4. Il résulte des travaux préparatoires de la loi du 29 décembre 2014 de finances pour 2015 que le législateur a entendu, d’une part, mettre le droit français en conformité avec le droit de l’Union européenne en remplaçant l’assujettissement des droits d’entrée perçus par les organisateurs de réunions sportives à l’impôt sur les spectacles sportifs par leur assujettissement à la taxe sur la valeur ajoutée au taux réduit de 5,5 % et, d’autre part, rendre cette réforme neutre financièrement pour les seules communes qui bénéficiaient de ressources issues de cet impôt en 2013, année choisie comme année de référence pour le calcul de la compensation par l’Etat de la suppression de l’impôt sur les spectacles sportifs à compter du 1er janvier 2015. Si le législateur a exclu toute possibilité de compensation pour les communes qui n’entrent pas dans le cadre du dispositif prévu par les dispositions du IV de l’article 21 de la loi du 29 décembre 2014 de finances pour 2015 rappelées au point 2 ci-dessus, il n’a pas expressément exclu toute possibilité d’indemnisation de ces communes pour les éventuels préjudices causés par la suppression de cet impôt au titre de la responsabilité sans faute de l’Etat du fait des lois. Dès lors, en jugeant que le législateur avait entendu exclure toute indemnisation complémentaire à la charge de l’Etat au-delà de ce qui avait été perçu en 2013 par les communes au titre de l’impôt sur les spectacles sportifs, y compris dans le cadre de l’engagement de la responsabilité sans faute de l’Etat du fait des lois, la cour administrative d’appel de Lyon a entaché son arrêt d’erreur de droit.

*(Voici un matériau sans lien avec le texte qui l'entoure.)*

PR #230, opened 2026-04-21
test: appendTransaction and filterTransaction plugin interactions with sync

nperez0111:
Here are the bunch of test cases I was able to add in. It's nice to see that things are still working with these sorts of more complex plugins. So, let's keep it that way with these tests.

### AI Summary
---

Adds tests in `tests/delta.test.js` covering how y-prosemirror syncs changes produced by common ProseMirror plugin patterns across two clients:

- `appendTransaction` assigning node attributes (unique block IDs via `uuidv4()`), including after inserting new paragraphs
- Ephemeral `state.apply()` calls (the pattern that caused [prosemirror-inputrules#2](https://github.com/handlewithcarecollective/prosemirror-inputrules/pull/3)) don't leak into synced state
- `filterTransaction` plugins that allow sync transactions through while gating user edits (read-only client)
- `appendTransaction` adding marks (auto-link URL detection)
- Chained `appendTransaction` plugins where one reads another's output

### DIFF
--- a/tests/delta.test.js
+++ b/tests/delta.test.js
@@ -2,11 +2,12 @@ import * as t from 'lib0/testing'
 import * as YPM from '@y/prosemirror'
 import * as basicSchema from 'prosemirror-schema-basic'
 import * as Y from '@y/y'
-import { EditorState } from 'prosemirror-state'
+import { EditorState, Plugin, PluginKey } from 'prosemirror-state'
 import { Fragment, Schema, Slice } from 'prosemirror-model'
 import * as delta from 'lib0/delta'
 import { findWrapping, ReplaceAroundStep } from 'prosemirror-transform'
 import { EditorView } from 'prosemirror-view'
+import { uuidv4 } from 'lib0/random'
 
 const schema = new Schema({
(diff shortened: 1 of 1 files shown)


dmonad:
Tests that break would help a lot. But the tests seem to work fine. 

More is not always better. The diff to Yjs is calculated after changes have been dispatched. So any test that checks "ephemeral state" or `appendTransaction` is superfluous and adds unnecessary maintenance burden to the project. AI produces cheap code and does not help in projects where we have to work out the details.

nperez0111:
@dmonad while I would agree that these specific tests are "cheap", and are a likely a bit of noise. I would push back on "any test that checks 'ephemeral state' or appendTransaction is superfluous".

The reason I added these tests is that a prosemirror binding does _need_ to be able to pass them (otherwise they would not work with other plugins). So, whether the current implementation passes the tests or not is sort of irrelevant. The tests are valid, but they definitely can be more minimal and pointed, I accept that. If we decided to change the binding tmrw, and these tests did not pass, that would be valuable to know, I think.

PR #231, opened 2026-04-21
fix: implicitly create "filled" prosemirror nodes to not crash the editor

nperez0111:
Hi @dmonad, to fix the blocknote demo (which is currently broken), I was going to apply the same fix that [I did here](https://github.com/yjs/y-prosemirror/pull/225#discussion_r3051464129).

After our recent fitting conversation, it made me realize that we can instead fix this by changing the nodes that y-prosemirror generates. 
One thing that is sort of nice about this solution, is that every editor would deterministically fill in the same way (assuming they have the same schema).
So, it seems to just work? Maybe you would know better what could go wrong with this, but from my understanding this is a fine solution to have (and unblocks me by allowing me to use blocknote again).

Let me know what you think!

### DIFF
--- a/src/sync-utils.js
+++ b/src/sync-utils.js
@@ -325,9 +325,19 @@ export const deltaToPNode = (d, schema, dformat) => {
     attrs[attr.key] = attr.value
   }
   const dc = d.children.map(c => delta.$insertOp.check(c) ? c.insert.map(cn => deltaToPNode(cn, schema, c.format)) : (delta.$textOp.check(c) ? [schema.text(c.insert, formattingAttributesToMarks(c.format, schema))] : []))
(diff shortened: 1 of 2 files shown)


dmonad:
I think this is a fine solution for now. 

Something to note: createAndFill will create additional nodes on all clients. In the case of blockquote, every client will create the missing paragraph. However, this change will only be picked up by yjs on the next keystroke (when the diff picks up the implicitly added changes), so there is less chance of content duplication.

The ideal solution would notice this as an implicit change (e.g. by rebasing diffs) and not apply it to the Yjs structure. Alternatively, we go for something similar to y-prosemirror v1, which does not recognize the changes until the next change to that specific node. 

A note on the tests: I love them! But they should be meaningful and not add unnecessary noise. Can you please remove the edits to the test file before we merge?

nperez0111 (commented):
I think these tests are better at showing what I was going for. I believe it to be an important feature of our sync system (blocknote breaks without it), so I won't remove it altogether.

PR #232, opened 2026-04-22
test: add failing repros for lib0 delta diff + suggestion reconfigure crash

nperez0111:
## Summary

Adds two failing test cases captured while working on a BlockNote-style suggestion demo. Both reproduce bugs I'd like to see fixed upstream — opening the PR with the repros so a fix can be landed against them.

### 1. `testLib0DeltaDiffUnexpectedCaseRepro`

Tight repro of an `Unexpected case` throw from `lib0/delta`'s `diff()` when given two structurally asymmetric deltas. The pair was captured at `src/sync-plugin.js:339` in a running demo: on the subsequent `update()` cycle after `configureYProsemirror` round-tripped the PM view between (suggestionDoc + attributionManager) and (mainDoc, no attribution manager), the Y-side delta carried a suggestion-attributed text leaf **and** a top-level `delete 1` sibling, while the PM-side delta had no text child in the corresponding paragraph and no root-level delete. `diff2` / `applyChangesetToDelta` in `lib0/src/delta/delta.js` cannot reconcile the asymmetry and throws.

### 2. `testReconfigureRoundTripWithSuggestions`

End-to-end repro of the same underlying crash surfaced through `y-prosemirror`. Sequence:

1. Bind view to suggestionDoc + AM
2. Insert suggestion-mode content (renders with insertion marks)
3. Reconfigure to main doc (no AM) — strips marks
4. Reconfigure back to suggestionDoc + AM — crash
5. Type anything on the rebound view — crash (via the sync-plugin update)

Both tests fail today and should pass once the underlying issue is fixed.

## Test plan
- [x] `npm test` — both tests currently fail:
  - `[39/80] suggestions: lib0 delta diff unexpected case repro — Failure`
  - `[42/80] suggestions: reconfigure round trip with suggestions — Failure`
- [ ] Reviewer: decide whether this needs a matching fix PR against `lib0` or can be addressed inside `src/sync-plugin.js`

### DIFF
--- a/tests/suggestions.test.js
+++ b/tests/suggestions.test.js
@@ -774,6 +774,123 @@ export const testReconfigureAfterDeletion = async () => {
   })
 }
 
+/**
+ * Tight repro of a `Unexpected case` throw from `lib0/delta`'s `diff()` when
+ * given two structurally asymmetric deltas.
+ *
+ * The pair was captured at `src/sync-plugin.js:339` in a running BlockNote
+ * demo: on the subsequent `update()` cycle after `configureYProsemirror`
+ * round-tripped the PM view between (suggestionDoc + attributionManager) and
+ * (mainDoc, no attribution manager), the Y-side delta carried a suggestion-
+ * attributed text leaf AND a top-level `delete 1` sibling while the PM-side
+ * delta had no text child in the corresponding paragraph and no root-level
+ * delete. `diff2` / `applyChangesetToDelta` in `lib0/src/delta/delta.js`
+ * cannot reconcile the asymmetry and throws.
+ *
+ * Test fails today (throws); flip the assertion to `!t.fails` once the
+ * upstream fix in lib0 lands.
+ */
+export const testLib0DeltaDiffUnexpectedCaseRepro = () => {
+  const paraAttrs = {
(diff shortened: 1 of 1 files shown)


dmonad:
Sweet, thanks. I will work on this.

dmonad:
The first test is about diffing deletes (which impossible to implement without knowing what the other delta deletes), and the second one is incorrect. 

It should be:
```js
  const helloWorldBangDoc = {
    type: 'doc',
    content: [
      {
        type: 'paragraph',
        content: [
          { type: 'text', text: 'hello' },
          { type: 'text', text: ' world!', marks: [insertionMark] } // '!' is merged
        ]
      }
    ]
  }
```

If you fix the test, it works correctly

nperez0111:
1. It was an attempt to reproduce with a smaller test case. But, here is the issue in the demo:

https://github.com/user-attachments/assets/4c789059-b9c6-4d2a-9b18-abe2d6b9addf

2. I have to imagine that the issue was actually another mark instance with different attribute values, which does fail: https://github.com/nperez0111/y-prosemirror/commit/7d17166a90bc107055771e1ed948029e516267ef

5. Il résulte de ce qui précède que la commune de Décines-Charpieu est fondée à demander l’annulation de l’arrêt qu’elle attaque. Il y a lieu, dans les circonstances de l’espèce, de mettre à la charge de l’Etat la somme de 3 000 euros à verser à la commune de Décines-Charpieu, au titre de l’article L. 761-1 du code de justice administrative.

D E C I D E :

— -------------

Article 1er : L’arrêt de la cour administrative d’appel de Lyon du 23 juin 2022 est annulé.

Article 2 : L’affaire est renvoyée à la cour administrative d’appel de Lyon.

Article 3 : L’Etat versera à la commune de Décines-Charpieu une somme de 3 000 euros au titre de l’article L. 761-1 du code de justice administrative.

Article 4 : La présente décision sera notifiée à la commune de Décines-Charpieu et au ministre de l’économie, des finances et de la souveraineté industrielle et numérique.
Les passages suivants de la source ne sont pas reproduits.